Baitullah Mehsud heads the Pakistani Taleban and is believed to have been behind the murder of the Pakistani politician Benazir Bhutto and the Marriott hotel bombing in Islamabad last year.
He has openly claimed responsibility for the attack on a police academy in Lahore that killed 8 cadets last month.
But is anyone likely to be tempted by this latest offer in what America calls its Rewards for Justice programme?
"Overall the Rewards for Justice programme has been very minimal," says Mike Scheuer, a former CIA intelligence officer who spent years trying to track down Osama Bin Laden.
"At least in terms of our Islamist enemies [it has had] almost no impact at all, no successes. The only big success was the 1993 World Trade Center bomber, Ramzi Ahmed Yousef.
"And it was worth getting him, it was a good investment. But he's the only one, in almost 20 years."

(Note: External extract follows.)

PR #1146, opened 2019-05-14
TFW-3542 - added sentiment percentage tooltips to vertical bar sentiment binning

troyblank:
adds sentiment tooltip for bars with sentiment binning

Screen Shot 2019-05-14 at 4 46 35 PM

The Rewards for Justice programme has been going for years.
At the frontier with Pakistan's Taleban
In Afghanistan it has posters up of wanted men, their pictures printed on matchbooks, and leaflets distributed in local languages.
But both there and in Pakistan's tribal territories, where some of the most wanted jihadists are thought to be hiding, the US is up against a centuries-old tradition called "pashtunwali".

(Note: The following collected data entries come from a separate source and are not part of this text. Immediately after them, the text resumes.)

PR #1149, opened 2019-05-15
TFW-3518 - Finish up duration hook up for histograms

tVeratti:


tVeratti:
Two pieces that are highlighted by finishing this work:
- Bar values seem to fade out when hovered.
- Precision probably needs to be added to value labels.

Not in scope of this story but we might need to add a bug/story to address.

assets/js/mockData/histogram.js
```diff
@@ -1364,54 +1360,40 @@ export default {
...
         {
             values: [
-                {
-                    duration: 2.0444816675972457,
-                    doc_count: 21492,
-                    key: ''
-                },
                 {
                     duration: 459.61900049480454,
-                    doc_count: 2021,
```
tVeratti: I spoke with Jordan about the duration data. They will be removing `doc_count` from these values because they are not necessary and make it unclear which value should be rendered.

components/visualizations/verticalBar/verticalBar.js
```diff
@@ -92,9 +92,8 @@ export default class VerticalBar extends PureComponent {
     }
 
     hasSentimentBinning() {
-        const { data } = this.props;
-
-        return Object.keys(data[0]).some(key => SENTIMENT_KEYS.includes(key));
+        const { data, binning } = this.props;
```
tVeratti: Data with binning seems to have this object attached to it. We can shortcut the keys check if it's there, but I left the followup just in case the API doesn't provide this when it should.

components/visualizations/wordBar.js
```diff
@@ -14,7 +14,7 @@ export const addPercentsToDataLoop = memoize((values, yKey, hasTabNavigation) =>
     if (hasTabNavigation) {
         values.forEach((d) => {
             const dataValues = d.values;
-            const maxValue = dataValues[0][yKey];
+            const maxValue = dataValues.sort((a, b) => b[yKey] - a[yKey])[0][yKey];
```
tVeratti: We're gonna have to introduce front-end sorting with the controls on the histograms, but we can move it upward when we're ready to add those controls.

components/visualizations/verticalBar/verticalBar.js
```diff
@@ -92,9 +92,8 @@ export default class VerticalBar extends PureComponent {
...
+        return binning || Object.keys(data[0]).some(key => SENTIMENT_KEYS.includes(key));
```
jasonhale: is `binning` sentiment specific, or used for general binning purposes?

tVeratti: Hmm good question actually, I hadn't seen it present on any other data yet. Do we have binning other than sentiment for the vertical bars?

components/visualizations/wordBar.js
```diff
@@ -29,6 +29,31 @@ export const addPercentsToDataLoop = memoize((values, yKey, hasTabNavigation) =>
...
+        return metaData;
+    } else {
+        // Return basic encoding values...
+        return {
+            xKey: encoding.x.fields[0],
+            yKey: encoding.y.fields[0]
+        };
+    }
+});
+
```
troyblank: This is great, one thing that seems to be missing though in this PR is one or so unit tests around this. Seems prime for this as you can expect a return like clockwork.

components/visualizations/verticalBar/verticalBar.js
jasonhale: Not yet.  Just a general question.  More speaking to the fact that the checks for "binning" that seems generic inside a function that is specific to "sentiment".

This works, and no wordbars have anything other than sentiment at the moment (except maybe avg-histogram?)

components/visualizations/wordBar.js
tVeratti: Sure I'll add some extra :)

It is the Pashtun code of conduct that makes tribesmen resent any uninvited intruders, while protecting those seeking shelter.
Asif Durrani, the acting Pakistani high commissioner in London, believes this makes it harder for Washington to persuade local people to reveal the whereabouts of those accused of terrorism.
"I can tell you when it comes to honour, kicking the door itself is the biggest insult, so that also invites a sort of revenge," he says.
"No-one can dare kick my door," continues Mr Durrani, "it's not allowed, because you are then declaring war against my household."
Fear v temptation
But US government bounties have had their successes elsewhere, notably in Iraq.
Anyone caught betraying a fellow Muslim risks finding their family dishonoured for generations.
The former president, Saddam Hussein, was betrayed for money in 2003 and so were his two sons, Uday and Qusai.
No longer able to rule through fear and patronage, Saddam was just too tempting a prize for those who knew where he was hiding.
So why has the rewards system worked in Iraq and not in Pakistan?
Terry Pattar, a counter-terrorism expert at Jane's Strategic Advisory Services, thinks the key difference is that in Iraq it was clear that eventually the US would win whereas that is not the case in Pakistan and Afghanistan.
"I think these kinds of rewards perhaps draw out the people who are more likely to give information where it's clear they'll be giving it to the side that is going to eventually win," he says.
The most wanted militants are thought to be in Pakistan's tribal territories
"There's less fear of reprisals. They've got more chance of claiming the money and safely using it."
And that is just the problem.
In Afghanistan and Pakistan's tribal territories, where the Taleban and al-Qaeda are resurgent, the US does benefit from a loose network of informants.
But anyone caught betraying a fellow Muslim risks finding their family dishonoured for generations.
Mike Scheuer believes this explains why after all these years Osama Bin Laden is still a free man.
"It's very unlikely that any Muslim is going to turn him in to the Americans for money," says the former CIA officer, making reference to al-Qaeda's attacks on the US in 2001.
"He's been in Afghanistan since 9/11. It's the third poorest place on the planet. We have $200m of reward money outstanding, including $50m for Osama and no-one has come forward to take a cent.
"I think we need in the West to grow up a little bit, everything doesn't pivot on money."
"In the Islamic world, at least when it comes to Osama Bin Laden, it pivots off of religion," Mike Scheuer says.